AIM OF THE EXERCISE |
Your task is to copy every line of this material exactly.

[[ PROVIDED DATA, beginning ]]

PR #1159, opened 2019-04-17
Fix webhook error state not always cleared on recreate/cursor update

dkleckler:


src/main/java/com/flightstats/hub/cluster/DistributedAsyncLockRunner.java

[[ PROVIDED DATA, end ]]

SOLUTION BELOW |
PR #1159, opened 2019-04-17
Fix webhook error state not always cleared on recreate/cursor update

dkleckler:


src/main/java/com/flightstats/hub/cluster/DistributedAsyncLockRunner.java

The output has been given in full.